To constantly avoid certain food isn't a good way. If it has become an extreme eating pattern it can indeed be dangerous, but maybe even more dangerous for people who look up to that person. First of all, you have your own ideas of healthy food and then you hear about other people's ideas and start eating a little bit more like them, but keeping your own idea of healthy food and suddenly, it isn't very healthy at all.

“Someone who really starves himself will feel the rebound of that, sooner or later”, Bert De Cuyper said in an interview to Daily Peloton in 2006. “I presume there are a few riders in the peloton who could be classified under ‘anorexia atletica’. That’s a sub clinical form of anorexia nervosa.

The self-discipline and weight obsession is equally extreme in both, but body weight is ‘only’ 10% below that which is considered normal. With actual anorexia patients the body weight is 15% or over below normal body weight. The difference in appearance is relatively big; you could still say that riders like Basso and [Michael] Rasmussen [who used to eat pretty much rice waffles and soy milk only] are aesthetically beautiful, but you can take it from me that that’s definitely not the case for actual anorexia patients. When I show video footage of anorexia patients to a group of dietitians in training -often young girls who are a risk group themselves- you can feel a shudder go through the room. Actual anorexia is life-threatening, we’re talking about people whose bodies are so devastated that they remind you of concentration camp pictures. There’s no way someone with anorexia nervosa could still deliver results as a professional sportsman or – woman.”

Eating disorders can go undetected for a long time, but that doesn't mean it doesn't exist or that the person in question isn't suffering from an eating disorder. If you meet somebody who seems to suffer from some kind of eating disorder, don't be afraid to talk to them. If someone around you suddenly becomes very preoccupied with food, stops eating or avoiding certain food or if that person has suddenly lost a lot of weight or talks about needing to lose weight when they don't appear to need it. Talk to them and say that you are worried.

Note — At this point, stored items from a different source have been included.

PR #3197, opened 2026-06-04
chore: Intentionally break internal Event to test Weaver guards

cijothomas:
Testing out if weaver is catching these!


cijothomas:
image
Okay! It di fail. Worth noting that copilot also pointed out this - https://github.com/open-telemetry/otel-arrow/pull/3197#discussion_r3352844644

Closing, as this was done just to validate if weaver if catching it properly and to improve weaver tooling upstream!

PR #3229, opened 2026-06-05
feat(otap): preserve OtapPdata::peer_addr across merging processors

### LINKED ISSUE #3228: Preserve `OtapPdata::peer_addr` across merging processors
### Pre-filing checklist

### Component(s)

### Description

# Preserve `OtapPdata::peer_addr` across merging processors

Follow up to #3220

## Component(s)

Rust OTAP dataflow (`rust/otap-dataflow/`)

## Is your feature request related to a problem?

[#3220](https://github.com/open-telemetry/otel-arrow/issues/3220) added a
receiver-observed peer address on `OtapPdata` and wired it through every
receiver that owns a real socket. Receivers do their part: an inbound batch
arrives with `pdata.peer_addr() == Some(addr)`.

The follow-up problem is on the processor side.
Two processors — batch_processor and temporal_reaggregation_processor —
emit derived output by combining one or more inputs into a fresh
`OtapPdata` built with a brand-new `Context`. On those paths the peer
address set by the receiver is dropped, so any consumer placed downstream
of one of these processors will observe `peer_addr() == None` even though
the originating socket was known one hop earlier.

An audit of every processor in `crates/core-nodes/src/processors/` and
`crates/contrib-nodes/src/processors/` produced the following matrix:

| Processor | Emit pattern | `peer_addr` preserved? |
| --- | --- | --- |
| `attributes_processor` | reuses input `Context` | ✅ |
| `batch_processor` (flush path, [mod.rs#L1053](../../rust/otap-dataflow/crates/core-nodes/src/processors/batch_processor/mod.rs#L1053)) | `OtapPdata::new(Context::default(), records.into())` | ❌ **MERGE** |
| `condense_attributes_processor` | reuses input `Context` | ✅ |
| `content_router` | passthrough | ✅ |
| `debug_processor` | sink only | n/a |
| `delay_processor` | passthrough | ✅ |
| `durable_buffer_processor` | reuses input `Context` | ✅ |
| `fanout_processor` | clones input pdata per fanout port | ✅ |
| `filter_processor` | reuses input `Context` | ✅ |
| `log_sampling_processor` | reuses input `Context` | ✅ |
| `recordset_kql_processor` | reuses input `Context` | ✅ |
| `resource_validator_processor` | validator only | n/a |
| `retry_processor` | requeues original pdata | ✅ |
| `signal_type_router` | passthrough | ✅ |
| `temporal_reaggregation_processor` (subscriber path, [mod.rs#L673](../../rust/otap-dataflow/crates/core-nodes/src/processors/temporal_reaggregation_processor/mod.rs#L673)) | `OtapPdata::new(Context::with_capacity(1), …)` | ❌ **MERGE** |
| `transform_processor` | reuses input `Context` | ✅ |

Two processors fall into the **MERGE** bucket. Both also rebuild
`transport_headers` from scratch (they have the same drop bug — preserved
here for symmetry, even though `transport_headers` is not the focus of this
issue):

- `batch_processor` — combines N input requests into one output batch on
  flush.
- `temporal_reaggregation_processor` — combines metrics points from many
  inputs over a time window into one aggregate output.

## Proposed Solution

For each merging processor, decide on the correct merge semantics for
request-scoped transport facts and apply them consistently. The decision
factors are:

1. **Did all merged inputs share the same `peer_addr`?**
   If yes, forward that address on the output. Single-peer streams (the
   common case in tail-sampling-style deployments where one collector
   instance owns one client) keep working as if no merge happened.

2. **Did the merged inputs come from different peers?**
   Then there is no single originating peer to attribute the output to.
   Leave `peer_addr` as `None`. Downstream processors that depend on
   `peer_addr` will naturally degrade to "unknown peer" instead of
   accidentally tagging the batch with one arbitrary peer's address.

A minimal helper on `Context` (or `OtapPdata`) can encapsulate the rule —
roughly:

```rust
/// Returns `Some(addr)` only when every contributing input observed the
/// same peer address; returns `None` if any input was peerless or if
/// distinct peers contributed.
fn merge_peer_addr<'a, I: IntoIterator<Item = Option<SocketAddr>>>(
    inputs: I,
) -> Option<SocketAddr>
```

Processors then accumulate the peer addresses of contributing inputs
alongside the data they merge and feed them through this helper when
constructing the output `Context`.

### Required properties

- **Opt-in cost only**: processors that do not merge (the majority — 12 of
  the 14 functional processors today) pay nothing because they already reuse
  the input `Context`.
- **No silent attribution errors**: never tag a merged batch with one
  arbitrary contributor's `peer_addr`.
- **Symmetric with `transport_headers`**: the same merging policy should
  apply to other request-scoped facts living on `Context`. Solving it once
  on the merge helper covers both.

### Non-goals

- Designing per-record (rather than per-batch) attribution. If a use case
  needs that, it belongs on the payload, not on the request envelope.
- Changing receiver behavior. Receivers already do the right thing after
  [#3220](https://github.com/open-telemetry/otel-arrow/issues/3220).

## Alternatives Considered

- **Always forward the first contributor's `peer_addr`.** Rejected:
  silently misattributes multi-peer batches.
- **Always drop `peer_addr` in merging processors.** Rejected: makes the
  common single-peer case (where the answer is unambiguous) useless to
  downstream processors.
- **Tag every output record with its originating peer.** Out of scope here;
  belongs in payload-level enrichment.

## Additional Context

This issue is the follow-up flagged in a [comment](https://github.com/open-telemetry/otel-arrow/pull/3225#issuecomment-4635855843) in PR
[#3225](https://github.com/open-telemetry/otel-arrow/pull/3225). It does not
block #3225, which is the wire-level propagation across receivers. The
present issue covers the processor-side preservation needed before
downstream consumers (notably the k8sattributes processor) can rely on
`peer_addr` end-to-end.

### Additional Context

_No response_

pritishnahar95:
# Change Summary

Preserve `OtapPdata::peer_addr` across the two processors that previously
dropped it when merging multiple inputs into one output batch
(`batch_processor` and `temporal_reaggregation_processor`).

Single-peer streams now retain the receiver-observed peer address end-to-end.
Multi-peer merges intentionally keep `peer_addr` as `None` to avoid attributing
a merged batch to one arbitrary contributor.

- Closes #3228

- Unit test for the merge rule (empty / single / all-equal / any-`None` /
  distinct contributors).
- Three end-to-end tests per processor covering: single peer preserved,
  mixed peers dropped, peerless contributor drops. For
  `temporal_reaggregation_processor` an additional test covers the
  partial-passthrough subscriber path.

Yes. Processors that consult `OtapPdata::peer_addr()` now observe the correct 
peer address downstream of `batch_processor` and `temporal_reaggregation_processor` 
for single-peer streams instead of always seeing `None`.

### Changelog

- [x] Added `rust/otap-dataflow/.chloggen/preserve-peer-address-merging-processors.yaml`.

### DIFF
--- a/rust/otap-dataflow/.chloggen/preserve-peer-address-merging-processors.yaml
+++ b/rust/otap-dataflow/.chloggen/preserve-peer-address-merging-processors.yaml
@@ -1,0 +1,26 @@
+# Use this changelog template to create an entry for release notes.
+
+# One of 'breaking', 'deprecation', 'new_component', 'enhancement', 'bug_fix'
+change_type: enhancement
+
+# The name of the component, or a single word describing the area of concern, (e.g. engine, otap).
+# Must be one of the components listed in rust/otap-dataflow/.chloggen/config.yaml.
+component: pipeline
+
+# A brief description of the change.  Surround your text with quotes ("") if it needs to start with a backtick (`).
+note: Preserve `OtapPdata::peer_addr` across merging processors (`batch_processor`, `temporal_reaggregation_processor`) by merging contributing inputs' peer addresses via the new `Context::merge_peer_addr` helper.
+
+# Mandatory: One or more tracking issues related to the change. You can use the PR number here if no issue exists.
+issues: [3228]
+
+# (Optional) One or more lines of additional information to render under the primary note.
+# These lines will be padded with 2 spaces and then inserted directly into the document.
+# Use pipe (|) for multiline entries.
+subtext: |
+  Adds `Context::merge_peer_addr`, which returns `Some(addr)` only when every
+  contributing input observed the same peer address and `None` otherwise.
+  `batch_processor` and `temporal_reaggregation_processor` — the two processors
+  that rebuild `OtapPdata` with a fresh `Context` when merging multiple inputs
+  — now apply this helper so single-peer streams retain the receiver-observed
+  peer address end-to-end, while multi-peer merges keep `peer_addr` as `None`
+  to avoid misattribution.
--- a/rust/otap-dataflow/.chloggen/preserve-peer-address-merging-processors.yaml
+++ b/rust/otap-dataflow/.chloggen/preserve-peer-address-merging-processors.yaml
@@ -19,7 +19,7 @@ issues: [3228]
 subtext: |
   Adds `Context::merge_peer_addr`, which returns `Some(addr)` only when every
   contributing input observed the same peer address and `None` otherwise.
-  `batch_processor` and `temporal_reaggregation_processor` — the two processors
+  `batch_processor` and `temporal_reaggregation_processor` - the two processors
   that rebuild `OtapPdata` with a fresh `Context` when merging multiple inputs
   — now apply this helper so single-peer streams retain the receiver-observed
   peer address end-to-end, while multi-peer merges keep `peer_addr` as `None`
--- a/rust/otap-dataflow/.chloggen/preserve-peer-address-merging-processors.yaml
+++ b/rust/otap-dataflow/.chloggen/preserve-peer-address-merging-processors.yaml
@@ -21,6 +21,6 @@ subtext: |
   contributing input observed the same peer address and `None` otherwise.
   `batch_processor` and `temporal_reaggregation_processor` - the two processors
   that rebuild `OtapPdata` with a fresh `Context` when merging multiple inputs
-  — now apply this helper so single-peer streams retain the receiver-observed
+  - now apply this helper so single-peer streams retain the receiver-observed
   peer address end-to-end, while multi-peer merges keep `peer_addr` as `None`
   to avoid misattribution.
--- a/rust/otap-dataflow/crates/core-nodes/src/processors/batch_processor/mod.rs
+++ b/rust/otap-dataflow/crates/core-nodes/src/processors/batch_processor/mod.rs
@@ -48,7 +48,7 @@ use otap_df_engine::{
 };
 use otap_df_otap::OTAP_PROCESSOR_FACTORIES;
 use otap_df_otap::accessory::slots::{Key as SlotKey, State as SlotState};
-use otap_df_otap::pdata::{Context, OtapPdata};
+use otap_df_otap::pdata::{Context, OtapPdata, PeerAddrMerger};
 use otap_df_pdata::TryIntoWithOptions;
 use otap_df_pdata::{
     OtapArrowRecords, OtapPayload, OtapPayloadHelpers, OtlpProtoBytes, error::Error as PDataError,
@@ -1439,7 +1439,16 @@ where
         let remaining = output_batches.pop().expect("has last");
         let last_input = from_inputs.context.last().expect("has last");
         let last_weight = sizer.batch_size(&remaining).expect("known size");
-        let new_part = BatchPortion::new(last_input.inkey, last_input.peer_addr, last_weight);
+        // The retained partial output may aggregate records from multiple
+        // input requests, but the existing context bookkeeping only tracks
+        // input portions, not which inputs contributed to which output
+        // batch. Reusing `last_input.peer_addr` here would be wrong when
+        // inputs from multiple peers fed the final output batch: it would
+        // misattribute the retained portion (and any future merge that
+        // consumes it) to one arbitrary contributor. Conservatively drop
+        // the address — merge_peer_addr will then propagate `None`, the
+        // safe default.
+        let new_part = BatchPortion::new(last_input.inkey, None, last_weight);
 
         from_inputs.weight -= last_weight;
 
@@ -1461,8 +1470,9 @@ where
         let mut out = Vec::new();
         // Track every contributing portion's peer_addr, even ones that do not
         // route ack/nack, so the merged output `peer_addr` is correct when
-        // some (or all) inputs had no subscribers.
-        let mut peers: Vec<Option<SocketAddr>> = Vec::new();
+        // some (or all) inputs had no subscribers. Folded incrementally to
+        // avoid allocating a `Vec` on every flush.
+        let mut peer_merger = PeerAddrMerger::new();
 
         while weight > 0 && contexts.pos < contexts.inputs.len() {
             let bp = contexts.inputs.get_mut(contexts.pos).expect("valid");
@@ -1471,7 +1481,7 @@ where
             bp.weight -= take;
             weight -= take;
             let peer_addr = bp.peer_addr;
-            peers.push(peer_addr);
+            peer_merger.push(peer_addr);
 
             if bp.weight == 0 {
                 contexts.pos += 1;
@@ -1486,7 +1496,7 @@ where
             }
         }
 
-        let merged_peer = Context::merge_peer_addr(peers);
+        let merged_peer = peer_merger.finish();
         let routed = (!out.is_empty()).then_some(out);
         (routed, merged_peer)
     }
--- a/rust/otap-dataflow/crates/core-nodes/src/processors/batch_processor/mod.rs
+++ b/rust/otap-dataflow/crates/core-nodes/src/processors/batch_processor/mod.rs
@@ -1439,16 +1439,24 @@ where
         let remaining = output_batches.pop().expect("has last");
         let last_input = from_inputs.context.last().expect("has last");
         let last_weight = sizer.batch_size(&remaining).expect("known size");
-        // The retained partial output may aggregate records from multiple
-        // input requests, but the existing context bookkeeping only tracks
-        // input portions, not which inputs contributed to which output
-        // batch. Reusing `last_input.peer_addr` here would be wrong when
-        // inputs from multiple peers fed the final output batch: it would
-        // misattribute the retained portion (and any future merge that
-        // consumes it) to one arbitrary contributor. Conservatively drop
-        // the address — merge_peer_addr will then propagate `None`, the
-        // safe default.
-        let new_part = BatchPortion::new(last_input.inkey, None, last_weight);
+        // Compute the retained portion's peer_addr from the input portions
+        // that actually contributed to this output batch. Inputs are emitted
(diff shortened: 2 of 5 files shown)


rust/otap-dataflow/crates/core-nodes/src/processors/batch_processor/mod.rs
```diff
@@ -1415,7 +1439,7 @@ where
         let remaining = output_batches.pop().expect("has last");
         let last_input = from_inputs.context.last().expect("has last");
         let last_weight = sizer.batch_size(&remaining).expect("known size");
-        let new_part = BatchPortion::new(last_input.inkey, last_weight);
+        let new_part = BatchPortion::new(last_input.inkey, last_input.peer_addr, last_weight);
```
lalitb: can you check the logic once -   I think this can misattribute a retained partial batch. The leftover batch can contain data from multiple input peers after rebatching, but we store only the last input's peer_addr on it. If that leftover is merged later, mixed-peer data can incorrectly become `Some(last_peer)` instead of `None`

rust/otap-dataflow/crates/core-nodes/src/processors/temporal_reaggregation_processor/mod.rs
```diff
@@ -240,6 +241,13 @@ pub struct TemporalReaggregationProcessor {
     /// flushed.
     pending_flush: Vec<CallData>,
 
+    /// Receiver-observed peer addresses of every input whose data contributed
+    /// to [Self::builder]. Tracked independently of subscriber state so that
+    /// flushes from no-subscriber inputs can also forward `peer_addr` (via
+    /// [`Context::merge_peer_addr`]) when all contributing inputs agreed.
+    /// Drained on every flush alongside the builder.
+    aggregated_peer_addrs: Vec<Option<SocketAddr>>,
```
lalitb: This keeps one peer entry per aggregating input for the whole window, but flush only needs the final merged peer result. Could we track this incrementally instead of storing a ` Vec`? That would avoid growth across large aggregation windows and the realloc after `mem::take`.

pritishnahar95: good catch, addressed, thanks!

rust/otap-dataflow/crates/core-nodes/src/processors/batch_processor/mod.rs
pritishnahar95: good catch, addressed

rust/otap-dataflow/crates/core-nodes/src/processors/batch_processor/mod.rs
```diff
@@ -1415,7 +1439,16 @@ where
...
+        // The retained partial output may aggregate records from multiple
+        // input requests, but the existing context bookkeeping only tracks
+        // input portions, not which inputs contributed to which output
+        // batch. Reusing `last_input.peer_addr` here would be wrong when
+        // inputs from multiple peers fed the final output batch: it would
+        // misattribute the retained portion (and any future merge that
+        // consumes it) to one arbitrary contributor. Conservatively drop
+        // the address — merge_peer_addr will then propagate `None`, the
+        // safe default.
+        let new_part = BatchPortion::new(last_input.inkey, None, last_weight);
```
lalitb: I think this may be too conservative. A retained partial from a single peer gets requeued with `peer_addr = None`, so a later same-peer merge can lose a valid peer address. Can we preserve `last_input.peer_addr` here or cover this retained-partial case with a test?

utpilla: Agree the single-peer case is worth fixing. Just flagging that any fix here needs to handle three cases:

- **Leftover from one input (one input got split across two output batches):** the peer is clear and we should keep it.
- **Leftover spanning multiple inputs with different peers:** mixed-peer data, so it must be None to avoid misattribution.
- **Leftover spanning multiple inputs that happen to share the same peer:** we can keep that shared peer.

So `last_input.peer_addr` alone isn't enough, since case 2 would mislabel mixed-peer data with the last contributor's peer ([the original bug](https://github.com/open-telemetry/otel-arrow/pull/3229#discussion_r3376587332)). Worth covering all three with tests too.

rust/otap-dataflow/crates/otap/src/pdata.rs
```diff
@@ -355,6 +373,63 @@ impl Context {
...
+/// Use when contributing inputs are observed one-at-a-time as part of an
+/// existing pass over the input list (e.g. a processor's flush loop). Push
+/// each input's `peer_addr` exactly once with [`PeerAddrMerger::push`], then
+/// call [`PeerAddrMerger::finish`] to obtain the merged result.
+#[derive(Debug, Default, Clone, Copy)]
+pub struct PeerAddrMerger {
+    candidate: Option<SocketAddr>,
+    started: bool,
+    poisoned: bool,
+}
```
utpilla: Consider modeling `PeerAddrMerger` as a three-variant enum instead of `{ candidate: Option<SocketAddr>, started: bool, poisoned: bool }`. The merger really only has three states: empty, one agreed-upon address, or poisoned.

```rust
pub enum PeerAddrMerger {
    Empty,
    Single(SocketAddr),
    Poisoned,
}
```

This is one of the places Rust's type system really pays off, so worth using:

1. **Illegal states become unrepresentable:** The current struct allows four `(candidate, poisoned)` combinations, but only three are valid (`Some(_) + poisoned=true` is invalid). The code carefully avoids that state at runtime, but the type doesn't enforce it. With the enum, the invalid state can't be constructed at all.

2. **The merge rule reads directly from the variants:** push becomes a single exhaustive match over `(self, peer_addr)` that mirrors the rule line-for-line. No `started` bookkeeping, no if `self.poisoned { return; }` guard, no risk of forgetting to clear candidate when poisoning. And match exhaustiveness means the compiler catches any missed case if the rule ever evolves.

The enum based approach just leans on the type system to do the work the current code does by hand.

rust/otap-dataflow/crates/core-nodes/src/processors/batch_processor/mod.rs
pritishnahar95: addressed

rust/otap-dataflow/crates/otap/src/pdata.rs
pritishnahar95: addressed

rust/otap-dataflow/.chloggen/preserve-peer-address-merging-processors.yaml
```diff
@@ -0,0 +1,26 @@
...
+# Mandatory: One or more tracking issues related to the change. You can use the PR number here if no issue exists.
+issues: [3228]
+
+# (Optional) One or more lines of additional information to render under the primary note.
+# These lines will be padded with 2 spaces and then inserted directly into the document.
+# Use pipe (|) for multiline entries.
+subtext: |
+  Adds `Context::merge_peer_addr`, which returns `Some(addr)` only when every
+  contributing input observed the same peer address and `None` otherwise.
+  `batch_processor` and `temporal_reaggregation_processor` — the two processors
```
utpilla: Use ASCII hyphen character instead of non-ASCII em dashes.

```suggestion
  `batch_processor` and `temporal_reaggregation_processor` - the two processors
```

rust/otap-dataflow/.chloggen/preserve-peer-address-merging-processors.yaml
```diff
@@ -0,0 +1,26 @@
...
+  that rebuild `OtapPdata` with a fresh `Context` when merging multiple inputs
+  — now apply this helper so single-peer streams retain the receiver-observed
```
utpilla:
```suggestion
  - now apply this helper so single-peer streams retain the receiver-observed
```

rust/otap-dataflow/crates/core-nodes/src/processors/batch_processor/mod.rs
```diff
@@ -1433,15 +1474,22 @@ where
         &mut self,
         mut weight: usize,
         contexts: &mut MultiContext,
-    ) -> Option<Vec<BatchPortion>> {
+    ) -> (Option<Vec<BatchPortion>>, Option<SocketAddr>) {
```
utpilla, line 1477: (non-blocking, design thought)

This PR adds the first instance of carrying a `Context` field across the merge boundary in `batch_processor` and `temporal_reaggregation_processor`. Everything else still resets to `Context::default()` after a merge. The current shape (extra tuple slot in `drain_context`, extra `peer_addr` field on `BatchPortion`, parallel field on the temporal aggregator) works well for a single field.

If/when a second `Context` field needs the same treatment, it might be worth exploring a more extensible design so that each new mergeable field doesn't require touching every call site in the same pattern. Not something to act on now since there's no concrete second case today, and the right shape will be clearer once one appears. Just flagging it for awareness.

utpilla (approved):

rust/otap-dataflow/crates/core-nodes/src/processors/batch_processor/mod.rs
pritishnahar95: Good point, thanks for raising this!

lalitb:
Quick scope question: since this PR closes #3228, should we open a follow-up issue to track the `transport_headers` part mentioned there, so someone can address it later? This PR fixes `peer_addr`, but the same fresh `Context` merge paths still seem to drop headers.

lalitb (approved):
LGTM. Thanks for the PR.

pritishnahar95:
> Quick scope question: since this PR closes #3228, should we open a follow-up issue to track the `transport_headers` part mentioned there, so someone can address it later? This PR fixes `peer_addr`, but the same fresh `Context` merge paths still seem to drop headers.

@lalitb `transport_headers` is not covered by #3228. We should file a separate issue for it
See this note in #3228 
image

PR #3232, opened 2026-06-07
feat(parquet-exporter): add object store retry config and flush metrics

### LINKED ISSUE #3052: [Parquet Exporter] Add retry configuration and flush health metrics
### Pre-filing checklist

### Component(s)

The Parquet exporter currently relies on the underlying object-store client behavior for transient write failures. Operators do not have an explicit exporter-level retry configuration surface or enough metrics to understand archive write health, such as whether files are being flushed, closed, and uploaded successfully.

### Proposed Solution

This issue proposes making object-store-backed Parquet exports more production-operable by:
- Exposing optional retry settings in the Parquet exporter config.
- Supporting knobs such as max retries, initial backoff, max backoff, backoff
  multiplier, and retry timeout where supported by the object-store backend.
- Adding flush/write health counters, for example:
  - `flush_attempts`
  - `flush_success`
  - `flush_failures`
- Preserving backward compatibility by making retry config optional.
- Documenting how these metrics should be interpreted.

### Why this is useful:

Object-store writes can fail transiently due to network timeouts, 5xx responses, throttling, or temporary service issues. Operators need both controlled retry behavior and visibility into whether Parquet files are being successfully finalized.

### Alternatives Considered

- **Rely on the generic retry processor**
    This does not fully cover Parquet/object-store write failures because the exporter may fail while flushing, closing, or uploading files after it has already accepted telemetry into exporter state. 
- **Rely only on object-store client defaults**
    This keeps the exporter simple, but operators do not get an explicit config surface or clear metrics showing whether final file writes are succeeding, retrying, or failing.
- **Handle retries only outside the engine**
    External retry or restart logic can help with process-level failures, but it cannot provide exporter-level visibility into individual flush/write attempts and final archive health.

### Additional Context

- This is generic exporter operability work and is not tied to any specific deployment model.
- Pipeline-level retry does not replace exporter/object-store retry because the failure happens while the exporter finalizes and uploads files after accepting telemetry into exporter state.

lalitb:
## Change Summary

  Adds optional object-store retry settings to the Parquet exporter for cloud-backed storage such as S3 and Azure Blob.

  The retry settings are passed through to the `object_store` crate. This does not add Parquet writer-level retry loops.

  Also adds flush outcome metrics for file flush attempts, successes, and failures.

  * closes #3052 

  * Added unit tests for retry config deserialization, defaults, validation, and translation to `object_store::RetryConfig`.
  * Added tests for local file storage behavior with absent, valid, and invalid retry config.
  * Added AWS/Azure builder smoke tests behind their feature flags.
  * Added writer tests for flush attempt/success/failure attribution, including concurrent close failures.
  * Ran `cargo xtask check`.

  Yes. Parquet exporter configs can now include an optional `retry` block, and the exporter now reports flush attempt/success/failure metrics.

  Example:

  ```yaml
  retry:
    max_retries: 10
    init_backoff: "200ms"
    max_backoff: "30s"
    backoff_base: 2.0
    retry_timeout: "2min"
```

  ### Changelog

### CODE REVIEW

File: rust/otap-dataflow/crates/otap/src/object_store.rs [hunk 1]
```diff
@@ -14,11 +15,148 @@ use crate::cloud_auth;
...
+use object_store::{BackoffConfig, RetryConfig};
 
 /// Azure object storage
 #[cfg(feature = "azure")]
 pub mod azure;
 
+/// Retry settings for object-store-backed storage.
+#[derive(Clone, Debug, PartialEq, Serialize, Deserialize)]
+#[serde(try_from = "RetryOptionsUnchecked")]
+pub struct RetryOptions {
```
albertlockett, line 28: this is a nice pattern

albertlockett (approved):
nice work @lalitb , LGTM

PR #3233, opened 2026-06-07
Fix gRPC DNS startup check proxy selection

lalitb:
## Change Summary

Fixes the gRPC `startup_check: dns` path so it skips local DNS resolution only when the target endpoint would actually use a configured proxy.

Previously, the check skipped whenever any proxy was configured. That was too broad: for example, an `http://` endpoint does not use `HTTPS_PROXY`, so local DNS is still required unless `HTTP_PROXY` or `ALL_PROXY` applies.

  * Part of #3222

  * `cargo test -p otap-df-otap startup_check_dns_not_skipped_when_proxy_does_not_apply_to_endpoint_scheme`
  * `cargo check -p otap-df-otap --features crypto-ring`
  * `python3 tools/sanitycheck.py`
  * `cargo xtask check`

  Yes. `startup_check: dns` now matches the real proxy selection path and catches DNS failures when a configured proxy does not apply to the endpoint scheme.

  ### Changelog

### DIFF
--- a/rust/otap-dataflow/.chloggen/grpc-dns-proxy-selection.yaml
+++ b/rust/otap-dataflow/.chloggen/grpc-dns-proxy-selection.yaml
@@ -1,0 +1,19 @@
+# Use this changelog template to create an entry for release notes.
+
+# One of 'breaking', 'deprecation', 'new_component', 'enhancement', 'bug_fix'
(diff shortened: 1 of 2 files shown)


albertlockett (approved):
Thanks for this fix @lalitb !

For a pro athlete, the weight is sometimes important, but if an athlete suffers from an eating disorder, he/she will soon start being tired, he/she will lose endurance, coordination and speed and that's not what you want. Instead of starving yourself and eating too little, start to eat. It's not even necessary that you will gain weight, but you will almost immediately start feeling strong again. Isn't that great?